**Activity**: Once you find the line with "-108,7 +112,17 @@ class" in the data that follows, repeat it and every line after it exactly, through the line with "See it in action".

━━━━━━

PR #1526, opened 2025-03-27
Inline all content previews

### LINKED ISSUE #1493: Link previews fail to render if the thread title is included in the URL
**Describe the bug**
Image
*What I wrote*

Image
*What renders*

Image
*HTML contents*

Image
*It gets federated correctly (screenshot taken from the Lemmy instance of the user I replied to)*

As you can see above, it seems Mbin tries to replace my link with something else but fails and only inserts a div despite removing the actual link, completely swallowing the actual link.

kbin.earth

1.8.0

**To Reproduce**
Create a comment containing this link: https://kbin.earth/m/fediversenews@piefed.social/t/976189/PieFed-adds-multi-reddit-multi-community-feature/favourites

**Expected behavior**
Either my link stays intact or gets replaced with the new inline preview feature, either way I expect it to display in some manner.

 - OS: Windows 11
 - Browser: Microsoft Edge
 - Browser Version:  132.0.2957.140

**Additional context**
[Link to the comment](https://kbin.earth/m/technology@lemmy.world/t/1006524/-/comment/5401565)
There's no errors in the console.

BentiGorlich:
- make them inline, so when you have `look here (some content link)` it does not get converted to: ``` look here ( some content preview ) ```
- fix links getting completely removed. The cause was the link-matching in the `ApActivityRepository` which sometimes returned an object with `0` as the id which of course does not yield results from the DB. Since that was just not expected we showed an empty div for these links
grafik

Closes #1493

### DIFF
--- a/src/Repository/ApActivityRepository.php
+++ b/src/Repository/ApActivityRepository.php
@@ -95,6 +95,10 @@ class ApActivityRepository extends ServiceEntityRepository
                         'type' => Post::class,
                     ];
                 } else {
+                    if (0 === $id) {
+                        return null;
+                    }
+
                     return [
                         'id' => $id,
                         'type' => PostComment::class,
@@ -108,7 +112,17 @@ class ApActivityRepository extends ServiceEntityRepository
                         'id' => $id,
                         'type' => Entry::class,
                     ];
+                } elseif (5 === \count($exploded)) {
+                    // entry url with slug (non-ap route)
+                    return [
+                        'id' => \intval($exploded[4]),
+                        'type' => Entry::class,
+                    ];
                 } else {
+                    if (0 === $id) {
+                        return null;
+                    }
+
                     return [
                         'id' => $id,
                         'type' => EntryComment::class,
--- a/src/Repository/ApActivityRepository.php
+++ b/src/Repository/ApActivityRepository.php
@@ -95,6 +95,7 @@ class ApActivityRepository extends ServiceEntityRepository
                         'type' => Post::class,
                     ];
                 } else {
+                    // since the id is just the intval of the last part in the url it will be 0 if that was not a number
                     if (0 === $id) {
                         return null;
                     }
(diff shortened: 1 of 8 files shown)


melroy89:
See it in action as well here: https://kbin.melroy.org/m/testing/t/728880/Test-markdown

It does seem to work now indeed! Thanks. It only doesn't work when the span is too large like a big title or something. Then the span will just be too large and cause the text to wrap anyways (or even the inside text in the span will wrap).

melroy89 (approved):

tests/Unit/Utils/MarkdownTest.php
```diff
@@ -89,4 +92,49 @@ public function testExternalMentionLink(): void
         // assert that this community does not exist, and we get a search link for it that does not link to the external instance
         self::assertStringContainsString('https://kbin.test2', $markdown);
     }
+
+    public function testExternalMagazineLocalPostLink(): void
```
melroy89, line 96: 👍🏽  for an additional test.

src/Repository/ApActivityRepository.php
```diff
@@ -95,6 +95,10 @@ public function findLocalByApId(string $apId): ?array
                         'type' => Post::class,
                     ];
                 } else {
+                    if (0 === $id) {
```
melroy89, line 98: Maybe also explain this code, just for future references so we still understand why this was added.

```suggestion
                    // Ignore processing $id of zero, because ...
                    if (0 === $id) {
```

src/Repository/ApActivityRepository.php
```diff
@@ -108,7 +112,17 @@ public function findLocalByApId(string $apId): ?array
...
                         'type' => Entry::class,
                     ];
+                } elseif (5 === \count($exploded)) {
+                    // entry url with slug (non-ap route)
+                    return [
+                        'id' => \intval($exploded[4]),
+                        'type' => Entry::class,
+                    ];
                 } else {
+                    if (0 === $id) {
```
melroy89, line 122: Same here :)

BentiGorlich: done :)

melroy89 (approved):

PR #1533, opened 2025-03-30
Fix period in remote usernames

melroy89:
- Fix period in remote usernames (`\w` for word, will not cut it), since some Fediverse software allows `@user.name`, for example, as a valid username)
- Removing the arbitrary 30 char limit as well
- Add code documentation

I tested it regex again with https://regex101.com/


jwr1 (approved):
Thank you! This looks good.

PR #1538, opened 2025-03-31
Fix SendApplicationAnswerMailHandler not supplying enough parameters

BentiGorlich:
SendApplicationAnswerMailHandler was not supplying the kernel interface parameter to the base class, fix that


BentiGorlich:
I looked through all the message handlers and could not find another one missing the second parameter

melroy89 (approved):

melroy89:
I think this was not the first similar error we discovered. So I'm saying this is the second time we found this bug.

Q: Is it possible to find any remaining issues in the code base? Maybe some intelligent PHP analyzer tool or something?

BentiGorlich:
I searched for it with a reference search in PHPStorm, I don't think that we can search more in depth than that. I think we had this problem before, but with a different message handler. I think the problem was that the message handler adaption was being done at the same time as this handler was introduced and then it was just forgotten...

PR #1565, opened 2025-04-17
Pin docker images to version tags

melroy89:
- Extends the documentation and explain about using Docker image tags, to pin the docker image to a specific release. To avoid sudden upgrades or causing unplanned down-time due to that. It's a best practice to use pinned versions and let the server admin decide when to update/upgrade.
- Extend `setup.sh` override template with docker tag version example. Plus a hint at the top about combining settings, so people won't define the service multiple times in the yaml file.


jwr1 (approved):
LGTM!

PR #1573, opened 2025-04-22
Check whether the actor is a User

BentiGorlich:
- when creating a post of any kind the actor needs to be a user in the mbin context, so check for that. If the actor is not a user we get a bunch of type errors which severely slow the messengers down

I had this problem with a pleroma post from a group actor. My message rate plummeted: 
grafik

Which lead to me banning the origin instance. I could not check whether this fix worked, but it should. Either way, since we can get a Magazine from `findActorOrCreate` it should be done anyway.

### DIFF
--- a/src/Service/ActivityPub/Note.php
+++ b/src/Service/ActivityPub/Note.php
@@ -131,7 +131,7 @@ class Note
         }
 
         $actor = $this->activityPubManager->findActorOrCreate($object['attributedTo']);
-        if (!empty($actor)) {
+        if ($actor instanceof User) {
             if ($actor->isBanned) {
                 throw new UserBannedException();
             }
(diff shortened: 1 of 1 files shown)


BentiGorlich:
It seems like this does not speed up the processing, but at least the error message is clearer and the messages just get removed from the transport now. I think I just have a ridiculous amount of them in my queue. I just don't know where they are coming from

melroy89 (approved):
Great catch!

melroy89:
> It seems like this does not speed up the processing, but at least the error message is clearer and the messages just get removed from the transport now.

Less messengers in transport/queue means less CPU and memory usage of RabbitMQ. Which in general could be beneficial for performance. Especially on very large instances.

PR #1577, opened 2025-04-30
Url Ids should not be extracted as a hashtag

### LINKED ISSUE #1548: Undesired tagging of a post when a link has the # character
**Describe the bug**
Undesired tagging of a post when a link in the post body includes the # character.

kbin.melroy.org

1.8.1

**To Reproduce**
1. Create a new thread.
2. Put a link in the body that includes the `#` character. For example, put in `https://test.notrealwebsite284/#hello`.
3. Click the top left hamburger menu icon and scroll to the Thread section, and see that you now have a tag that matches whatever followed the `#` character in the link. If you followed my example, your post is now tagged #hello.
4. Edit the post, clicking the X next to the tag to attempt to remove the tag. Notice that it stays anyways, because of the content in the link following the `#` character.

**Expected behavior**
I expect the `#` character to be ignored for tagging purposes when it is in a link. It can cause trouble otherwise. Imagine linking https://news.site375/the-summer-blockbuster-movie-broke-sales-records/#heading. The way things are now, you will end up forced to have the tag #heading on your post. 

 - Device: iPhone 13 mini
 - OS: iOS 17.1.2
 - Browser: Safari
 - Browser Version: 17.1

BentiGorlich:
- our `TagExtractor` extracted url ids as hashtags before. Add a testcase for it and fix that

Closes #1548


src/Utils/UrlUtils.php
```diff
@@ -39,4 +39,17 @@ public static function getCacheKeyForMarkdownMagazineMention(string $url): strin
 
         return "markdown_magazine_mention_$key";
     }
+
+    public static function extractUrlsFromString(string $text): array
+    {
+        $words = preg_split('/[ \n\[\]()]/', $text);
```
melroy89, line 45: Would you mind to move the regex to our RegPatterns Utils file? https://github.com/MbinOrg/mbin/blob/main/src/Utils/RegPatterns.php

melroy89: Nevermind.. I do not think this is really a regex. right?

BentiGorlich: will di

melroy89 (approved):

PR #1612, opened 2025-05-24
Use baseData instead

melroy89:
Try to use `$baseData` instead of `$data` to pass along to the `renderView` of the `*_list.html.twig` template.


melroy89:
While this does solve the issue with `criteria`, etc. So that is no longer causing issues..


We trigger another 500 error now..

image

melroy89:
Doesn't seem to solve it tho 😢

BentiGorlich:
I fixed the problem in #1613

PR #1613, opened 2025-05-26
Fix the post comment expanding not working

BentiGorlich:
- the criteria necessary for sorting the comments was not passed through in all cases, add the missing ones


melroy89 (approved):
Thanks!

PR #1646, opened 2025-06-19
Fix getting bookmarks from a bookmark list.

### LINKED ISSUE #1644: Bookmarks API only returns the default list.
**Describe the bug**
When trying to fetch bookmarked items from a bookmark list it always returns the default list.

I skimmed the mbin code and it looks like the list parameter is ignored and list_id is used instead. Problem is the list_id doesn't seem to be returned by any of the other endpoints so all the client knows is the list name.

kbin.earth

1.8.2

**To Reproduce**
1. Make request to `/api/bookmark-lists/show` for a bookmark list other than the default.
2. Get default list in response.

**Expected behavior**
Expect the requested bookmark list to be returned.

olorin99:
- Falls back to finding bookmark list by name if couldn't find by id.
- Adds id to BookmarkListDto.

Fixes #1644

### DIFF
--- a/src/Controller/Api/Bookmark/BookmarkListApiController.php
+++ b/src/Controller/Api/Bookmark/BookmarkListApiController.php
@@ -137,7 +137,6 @@ class BookmarkListApiController extends BaseApi
     #[IsGranted('ROLE_OAUTH2_BOOKMARK_LIST:READ')]
     public function front(
         #[MapQueryParameter] ?string $list,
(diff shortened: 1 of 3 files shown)


BentiGorlich:
From my perspective we should not include the id of the list in the dto as the name is already unique per user. 
So I think the front method should not take the id of a list but just the name and resolve it by the user name, like you do in this PR.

━━━━━━

**Exercise output**:
@@ -108,7 +112,17 @@ class ApActivityRepository extends ServiceEntityRepository
                         'id' => $id,
                         'type' => Entry::class,
                     ];
+                } elseif (5 === \count($exploded)) {
+                    // entry url with slug (non-ap route)
+                    return [
+                        'id' => \intval($exploded[4]),
+                        'type' => Entry::class,
+                    ];
                 } else {
+                    if (0 === $id) {
+                        return null;
+                    }
+
                     return [
                         'id' => $id,
                         'type' => EntryComment::class,
--- a/src/Repository/ApActivityRepository.php
+++ b/src/Repository/ApActivityRepository.php
@@ -95,6 +95,7 @@ class ApActivityRepository extends ServiceEntityRepository
                         'type' => Post::class,
                     ];
                 } else {
+                    // since the id is just the intval of the last part in the url it will be 0 if that was not a number
                     if (0 === $id) {
                         return null;
                     }
(diff shortened: 1 of 8 files shown)


melroy89:
See it in action as well here: https://kbin.melroy.org/m/testing/t/728880/Test-markdown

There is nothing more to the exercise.